Good Morning (1959)

Light-hearted and mildly amusing, Ozu’s most accessible late-career work explores the generation gap and quirks of communal communication amid a rise in consumerism in a modernising Japan.

Rating: 3.5 out of 5.

Review #2,618

Dir. Yasujiro Ozu
1959 | Japan | Drama, Comedy | 93 min | 1.33:1 | Japanese
Not rated – likely to be PG

Cast: Keiji Sada, Yoshiko Kuga, Chishu Ryu, Kuniko Miyake, Haruko Sugimura
Plot: Two rambunctious boys living in a Tokyo suburb are determined to have a television so that they can watch wrestling and baseball.
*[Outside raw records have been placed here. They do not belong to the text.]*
PR #517, opened 2019-05-14
Initialize the owners.v2.json file in Db2AzureSearch

joelverhagen:
Address https://github.com/NuGet/NuGetGallery/issues/7114

Chose to make a small design change. Now all package registrations are processed, not just ones that have packages. If there are no versions, however, no index changes will be made.

This change is so the resulting owners.v2.json has owners even for package registrations currently with no versions. The source of this case is package deletes.

Also, come code was moved out og the `Owners2AzureSearch` namespace since it is now used by more than one job.

### DIFF
--- a/src/NuGet.Services.AzureSearch/Db2AzureSearch/Db2AzureSearchCommand.cs
+++ b/src/NuGet.Services.AzureSearch/Db2AzureSearch/Db2AzureSearchCommand.cs
@@ -3,6 +3,7 @@
 
 using System;
 using System.Collections.Concurrent;
+using System.Collections.Generic;
 using System.Linq;
 using System.Threading;
 using System.Threading.Tasks;
@@ -12,6 +13,7 @@ using NuGet.Protocol.Catalog;
 using NuGet.Services.AzureSearch.Catalog2AzureSearch;
 using NuGet.Services.Metadata.Catalog;
 using NuGet.Services.Metadata.Catalog.Persistence;
+using NuGetGallery;
 
 namespace NuGet.Services.AzureSearch.Db2AzureSearch
 {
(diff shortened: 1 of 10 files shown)


src/NuGet.Services.AzureSearch/Db2AzureSearch/Db2AzureSearchCommand.cs
```diff
@@ -134,6 +127,41 @@ private async Task InitializeAsync()
...
+            var ownersBuilder = new PackageIdToOwnersBuilder(_logger);
+            foreach (var owners in allOwners)
+            {
+                ownersBuilder.Add(owners.Id, owners.Value);
+            }
+
+            await _ownerDataClient.ReplaceLatestIndexedAsync(
+                ownersBuilder.GetResult(),
+                AccessConditionWrapper.GenerateIfNotExistsCondition());
+        }
```
loic-sharma: Consider logging when the work completes.

src/NuGet.Services.AzureSearch/Db2AzureSearch/NewPackageRegistrationProducer.cs
```diff
@@ -296,5 +297,21 @@ public PackageRegistrationRange(int minKey, int? maxKey, int packageCount)
             /// </summary>
             public int PackageCount { get; }
         }
+
+        public class PackageRegistrationInfo
```
loic-sharma: This isn't use by anyone else other than `NewPackageRegistrationProducer` right? Should this be `private`?

src/NuGet.Services.AzureSearch/Db2AzureSearch/Db2AzureSearchCommand.cs
joelverhagen: This is handled by the job infrastructure.

src/NuGet.Services.AzureSearch/Db2AzureSearch/NewPackageRegistrationProducer.cs
joelverhagen: Yeah, nice catch.

src/NuGet.Services.AzureSearch/Db2AzureSearch/Db2AzureSearchCommand.cs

Their father, who predicts that “TV will produce 100 million idiots,” refuses, and when told to shut up, the boys take the command literally and zip their lips—forever.
Awards:
Distributor: Shochiku

Accessibility Index
Subject Matter: Light – Family; Generation Gap; Communication; Consumerism
Narrative Style: Straightforward
Pace: Slightly Slow
Audience Type: Slightly Arthouse

Viewed: Criterion Blu-ray
Spoilers: No


I’m not sure that I really enjoyed Good Morning more than the director’s purer dramas like Tokyo Story (1953) and Floating Weeds (1959), but here we see Yasujiro Ozu being unexpectedly cheeky.  The title is a reference to the daily greetings that adults give to each other, pleasantries that two young boys find meaningless. 

When the two siblings realise that their father won’t buy them a television set, they take up a vow of silence.  A naïve act, you might think, but Ozu finds mild amusement in what could be his most accessible late-career work. 

Consumerism is on the rise in their part of town, a charming little locale that is shot with quirkier precision than usual, an approach that Wes Anderson would surely have taken notes from. 

“Meaningless things are easy to say.”

One of their neighbours recently bought a washing machine (which creates some consternation as to whether she might have misused a communal fund) while others string their clothes to dry on clotheslines, which is Ozu’s way of also alluding to the theme of communication as they look no different to the telephone lines above them. 

As these technological conveniences take root domestically, Ozu’s light-hearted work also contains moments of sobering truths, particularly about ageing, the generation gap and unemployment. 

But Good Morning almost always reverts to its childlike tone, be it Ozu’s stylisation of fart sounds (both a subplot and a pseudo musical motif) or the aforementioned younger boy’s casual “I love you”, uttered in English as a form of nonchalant goodbye, which is as meaningless as the adults’ ‘good morning’ or ‘how are you?’ 

A slight detour in tone but not in style, Good Morning is an inviting piece of cinema from one of Japan’s most enduring filmmakers.